GA: Oh, I hope so. I write a letter every year.
Single page. I have a rule. I call it the single page, single glass rule. Don’t write anything longer than it takes you to get through a single glass of wine or a beer or a Diet Coke, whatever your pleasure, right? If you’re working your way into your second glass and you’re still writing, you’ve gone way too long. Every year, we get a letter that’s front and back and in columns. I love their family dearly but that’s too much.
KC: Yes. It makes it difficult to read. Those
letters I get halfway through and just stop. I look at the family photo, smile and move on to the next letter. Where should the letter writer start? Help me out here?
GA: I think, “What have we done this year?”
We’re so prone in our busy life to think in terms of accomplishments, to-do lists and that’s sort of where we start and that’s fine.
We start with where we went on vacation, the sports our kids play, and all the places that we have to drive for car pool, and the things that we do at work. And that’s a great starting point except life isn’t, hopefully, lived in a to-do list. It’s really a series of moments connected together. What you want to do is really take it to the next level and make it not about the list, but about the moments.
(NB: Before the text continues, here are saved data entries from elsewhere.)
PR #989, opened 2017-08-15
blockmanager: Remove serverPeer references.

jimpo:
The purpose is to remove the dependency of blockmanager on serverPeer, which is defined in the main package. Instead, we split out some of the fields from serverPeer into a separate struct called peerSyncState in blockmanager.go. While they are in the same package now, this change makes it easier to move blockManager into its own package along with peerSyncState. The blockManager tracks a map of Peer pointers to the peer state and keeps it updated as peers connect and disconnect.

This further decouples blockManager from server on the path to https://github.com/btcsuite/btcd/issues/978.

### DIFF
--- a/blockmanager.go
+++ b/blockmanager.go
@@ -16,6 +16,7 @@ import (
 	"github.com/btcsuite/btcd/chaincfg/chainhash"
 	"github.com/btcsuite/btcd/database"
 	"github.com/btcsuite/btcd/mempool"
+	peerpkg "github.com/btcsuite/btcd/peer"
 	"github.com/btcsuite/btcd/wire"
 	"github.com/btcsuite/btcutil"
 )
@@ -49,14 +50,14 @@ var zeroHash chainhash.Hash
 
 // newPeerMsg signifies a newly connected peer to the block handler.
 type newPeerMsg struct {
-	peer *serverPeer
+	peer *peerpkg.Peer
 }
 
 // blockMsg packages a bitcoin block message and the peer it came from together
 // so the block handler has access to that information.
 type blockMsg struct {
 	block *btcutil.Block
-	peer  *serverPeer
+	peer  *peerpkg.Peer
 	reply chan struct{}
 }
 
@@ -64,33 +65,33 @@ type blockMsg struct {
 // so the block handler has access to that information.
 type invMsg struct {
 	inv  *wire.MsgInv
-	peer *serverPeer
+	peer *peerpkg.Peer
 }
 
 // headersMsg packages a bitcoin headers message and the peer it came from
 // together so the block handler has access to that information.
 type headersMsg struct {
 	headers *wire.MsgHeaders
-	peer    *serverPeer
+	peer    *peerpkg.Peer
 }
 
 // donePeerMsg signifies a newly disconnected peer to the block handler.
 type donePeerMsg struct {
-	peer *serverPeer
+	peer *peerpkg.Peer
 }
 
 // txMsg packages a bitcoin tx message and the peer it came from together
 // so the block handler has access to that information.
 type txMsg struct {
 	tx    *btcutil.Tx
-	peer  *serverPeer
+	peer  *peerpkg.Peer
 	reply chan struct{}
 }
 
 // getSyncPeerMsg is a message type to be sent across the message channel for
 // retrieving the current sync peer.
 type getSyncPeerMsg struct {
-	reply chan *serverPeer
+	reply chan int32
 }
 
 // processBlockResponse is a response sent to the reply channel of a
@@ -138,7 +139,7 @@ type headerNode struct {
 type PeerNotifier interface {
 	AnnounceNewTransactions(newTxs []*mempool.TxDesc)
 
-	UpdatePeerHeights(latestBlkHash *chainhash.Hash, latestHeight int32, updateSource *serverPeer)
+	UpdatePeerHeights(latestBlkHash *chainhash.Hash, latestHeight int32, updateSource *peerpkg.Peer)
 
 	RelayInventory(invVect *wire.InvVect, data interface{})
 
@@ -157,23 +158,35 @@ type blockManagerConfig struct {
 	MaxPeers           int
 }
 
+// peerSyncState stores additional information that the blockManager tracks
+// about a peer.
+type peerSyncState struct {
+	syncCandidate   bool
+	requestQueue    []*wire.InvVect
+	requestedTxns   map[chainhash.Hash]struct{}
+	requestedBlocks map[chainhash.Hash]struct{}
+}
+
 // blockManager provides a concurrency safe block manager for handling all
 // incoming blocks.
 type blockManager struct {
-	peerNotifier    PeerNotifier
-	started         int32
-	shutdown        int32
-	chain           *blockchain.BlockChain
-	txMemPool       *mempool.TxPool
-	chainParams     *chaincfg.Params
+	peerNotifier   PeerNotifier
+	started        int32
+	shutdown       int32
+	chain          *blockchain.BlockChain
+	txMemPool      *mempool.TxPool
+	chainParams    *chaincfg.Params
+	progressLogger *blockProgressLogger
+	msgChan        chan interface{}
+	wg             sync.WaitGroup
+	quit           chan struct{}
+
+	// These fields should only be accessed from the blockHandler thread
 	rejectedTxns    map[chainhash.Hash]struct{}
 	requestedTxns   map[chainhash.Hash]struct{}
 	requestedBlocks map[chainhash.Hash]struct{}
-	progressLogger  *blockProgressLogger
-	syncPeer        *serverPeer
-	msgChan         chan interface{}
-	wg              sync.WaitGroup
-	quit            chan struct{}
+	syncPeer        *peerpkg.Peer
+	peerStates      map[*peerpkg.Peer]*peerSyncState
 
 	// The following fields are used for headers-first mode.
 	headersFirstMode bool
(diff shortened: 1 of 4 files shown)


davecgh:
This is failing Travis current.  I believe that would probably be resolved by a rebase though.  I believe you'll need to modify the new `rpcserverPeer` interface to be `SyncPeerID` instead of `SyncPeer` and update the adapter and consumers accordingly.

davecgh:
After looking more closely, I see the issue is that `getSyncPeerMsg` is now doing `b.syncPeer.ID()` which will cause a panic when there is no `syncPeer`.  It will be nil when there is no peer.

davecgh:
Also, for an update, the first two commits look good.  I'll need to have a closer look at the next two.  If you would prefer to split out the first two into separate PRs we can get those in more quickly while figuring out the rest.

jimpo:
I fixed up the RPC adapter interface, but I'm not able to replicate the test failure on Travis locally.

davecgh:
@jimpo: The test failure only happens when you run the RPC tests.  Make sure you have btcd installed (the RPC tests use the version available in your path) and then `cd $GOPATH/src/github.com/btcsuite/btcd/integration/rpctest; go test -tags=rpctest` and you'll hit the failure.  That won't help you very much though since you want be able to see the panic, only the test failure.

There is at least one other panic when you actually try to run btcd normally though too in regards to the nil peer map.

You can more easily reproduce the panics by just starting two btcd instances such that the first one is `btcd --connect=0.0.0.0 --listen=127.0.0.1 --norpc` and the second one at the first one with `btcd --datadir=somewhere_else --logdir=somewhere_else --rpcuser=test --rpcpass=test --connect 127.0.0.1:8333` and doing `btcctl --rpcuser=test --rpcpass=test getpeerinfo`

davecgh:
To follow up, just running btcd normally produces:

```
panic(0x99c000, 0xc042004390)
        go/src/runtime/panic.go:500 +0x1af
main.(*blockManager).handleNewPeerMsg(0xc04209c140, 0xc04200e580)
        src/github.com/btcsuite/btcd/blockmanager.go:397 +0x2a8
main.(*blockManager).blockHandler(0xc04209c140)
        src/github.com/btcsuite/btcd/blockmanager.go:1166 +0x636
created by main.(*blockManager).Start
        src/github.com/btcsuite/btcd/blockmanager.go:1376 +0x12f
```

davecgh:
```
2017-08-15 21:40:21.876 [WRN] BMGR: Received done peer message for unknown peer 1
...
2017-08-15 21:40:26.878 [WRN] BMGR: No sync peer candidates available
2017-08-15 21:40:26.878 [WRN] BMGR: Received done peer message for unknown peer 2
2017-08-15 21:40:31.880 [WRN] BMGR: Received done peer message for unknown peer 3
2017-08-15 21:40:36.880 [WRN] BMGR: Received done peer message for unknown peer 4
2017-08-15 21:40:41.883 [WRN] BMGR: Received done peer message for unknown peer 5
2017-08-15 21:40:46.885 [WRN] BMGR: Received done peer message for unknown peer 6
2017-08-15 21:40:51.886 [WRN] BMGR: Received done peer message for unknown peer 7
```

This is a main part of the reason the whole server peer approach was used to begin with over keeping a separate map of peers.  It is easy for them to get out of sync and then peer lookups fail.

jimpo:
OK, I fixed the issue with the unknown peer messages with https://github.com/btcsuite/btcd/pull/989/commits/fcc4d6effaf2336153bab5f141b5786ac5b27095.

davecgh:
How's the testing going?  I'm going to take a closer look at this today.  Also, I believe the PR description needs to be updated since some of that is already merged via other PRs now.

jimpo:
I let it run for a while and spun up another instance to disconnect and reconnect a few times. Couldn't get it to panic anymore after 952f8064671fc24e2a1df8bbcedf7898a95aada2.

blockmanager.go
```diff
@@ -367,70 +381,80 @@ func (b *blockManager) isSyncCandidate(sp *serverPeer) bool {
...
-		b.startSync(peers)
+		b.startSync()
 	}
 }
 
 // handleTxMsg handles transaction messages from all peers.
 func (b *blockManager) handleTxMsg(tmsg *txMsg) {
+	peer, exists := b.peers[tmsg.peerID]
+	if !exists {
+		bmgrLog.Errorf("Received tx message from unknown peer %d", tmsg.peerID)
```
davecgh: Should be a `Warnf` since it very like means the calling code is broken.

blockmanager.go
```diff
@@ -515,18 +538,25 @@ func (b *blockManager) current() bool {
 
 // handleBlockMsg handles block messages from all peers.
 func (b *blockManager) handleBlockMsg(bmsg *blockMsg) {
+	peer, exists := b.peers[bmsg.peerID]
+	if !exists {
+		bmgrLog.Errorf("Received block message from unknown peer %d",
```
davecgh: Should be a `Warnf` since it very like means the calling code is broken.

blockmanager.go
```diff
@@ -764,13 +794,20 @@ func (b *blockManager) fetchHeaderBlocks() {
 // handleHeadersMsg handles block header messages from all peers.  Headers are
 // requested when performing a headers-first sync.
 func (b *blockManager) handleHeadersMsg(hmsg *headersMsg) {
+	peer, exists := b.peers[hmsg.peerID]
+	if !exists {
+		bmgrLog.Errorf("Received headers message from unknown peer %d",
```
davecgh: Should be a `Warnf` since it very like means the calling code is broken.

rpcadaptors.go
```diff
@@ -262,8 +262,8 @@ func (b *rpcSyncMgr) Pause() chan<- struct{} {
 //
 // This function is safe for concurrent access and is part of the
 // rpcserverSyncManager interface implementation.
-func (b *rpcSyncMgr) SyncPeer() rpcserverPeer {
-	return (*rpcPeer)(b.blockMgr.SyncPeer())
+func (b *rpcSyncMgr) SyncPeerID() int32 {
```
davecgh: s/SyncPeer/SyncPeerID for the comment.

blockmanager.go
```diff
@@ -902,6 +939,13 @@ func (b *blockManager) haveInventory(invVect *wire.InvVect) (bool, error) {
 // handleInvMsg handles inv messages from all peers.
 // We examine the inventory advertised by the remote peer and act accordingly.
 func (b *blockManager) handleInvMsg(imsg *invMsg) {
+	peer, exists := b.peers[imsg.peerID]
+	if !exists {
+		bmgrLog.Errorf("Received inv message from unknown peer %d (%d)",
```
jimpo: Oops, this is leftover from when I was debugging the unknown peer warnings. Will remove.

rpcadaptors.go
jimpo: Done

jimpo:
Thank you very much for the review!

If you are concerned about overflow, I could change it to use a `*Peer` as the map key type instead of the peer ID. If peer IDs do overflow, might there be other issues in the peering code? I haven't audited it extensively, but that should probably be made clear as an assumption.

davecgh:
I not 100% sure if the pointer as a key would work correctly with the way persistent peers are handled.  They maintain the same ID and connection state, but create new instances on reconnect.  I suppose as long as everything handles the removal and addition of the changed instance it would work.  That seems like the preferable approach to me since then it won't depend on the ID at all.

I also think changing it to a uint64 is probably a good idea too.  Even though the problem would technically still exist, the chances of a server running long enough to hit that would be extremely unlikely.

jimpo:
@davecgh I changed the map in blockManager to track a map with peer pointers as keys in https://github.com/btcsuite/btcd/pull/989/commits/06916071448d5d584c08bbe326ff637be5819be3. AFAICT, the peer ID changes if a persistent peer disconnects then gets reconnected and a new Peer struct is created, so I don't see any issues with persistent peers. I tested it locally with two nodes where one `addpeer`s the other and it seems to work fine.

If you like this approach more than the map by ID, then I'll squash and update the commit comments.

davecgh:
Thanks for the updates.  I'm going to test this out a bit, but I do like the peer pointers as keys better since even if the persistent peer IDs do end up changing, you coud still, in super rare corner cases, end up with a duplicate ID.  This should avoid any potential errors that altogether.

blockmanager.go
```diff
@@ -232,30 +245,30 @@ func (b *blockManager) findNextHeaderCheckpoint(height int32) *chaincfg.Checkpoi
...
+	var bestPeer *peerpkg.Peer
+	for peer, state := range b.peerStates {
+		if !state.syncCandidate {
 			continue
 		}
-		if segwitActive && !sp.IsWitnessEnabled() {
-			bmgrLog.Infof("peer %v not witness enabled, skipping", sp)
+
+		if segwitActive && !peer.IsWitnessEnabled() {
+			bmgrLog.Warnf("peer %v not witness enabled, skipping", peer)
```
davecgh: Looks like this got reverted in the shuffle.  Previous Comment:

This should be a Debugf. I know it was already an Infof, but I obviously missed that on the segwit review. There is no reason to notify users at an info level about this.

Since segwit isn't active this isn't being hit yet, but once it does, this could get quite noisy.

blockmanager.go
```diff
@@ -1348,9 +1396,9 @@ func (b *blockManager) Stop() error {
 	return nil
 }
 
-// SyncPeer returns the current sync peer.
-func (b *blockManager) SyncPeer() *serverPeer {
-	reply := make(chan *serverPeer)
+// SyncPeer returns the ID of the current sync peer, or 0 if there is none.
```
davecgh: SyncPeerID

KC: Is it okay to not make everything sound so perfect? Because I enjoy the funny stories, “Bobby slid into home base and broke his arm but the team won.”
GA: Oh, absolutely. The best letters sound like
you’re talking to your best friend on the phone. Yes, they should be authentic. They should sound like you. They don’t even have to be extensive. We got a letter one year that was just the story of our friend’s bear encounter that summer. They had gone camping, and they thought they were these great outdoors people, and they were hiking, and they were having a great time. But they were completely done in by this little baby black bear, and it was hysterical. If you want to look at it as a moral of the story, they were like, “We’re not as cool as we thought we were.” Think about it as the art of connecting with other people. It shouldn’t look and sound like a game of out-doing each other.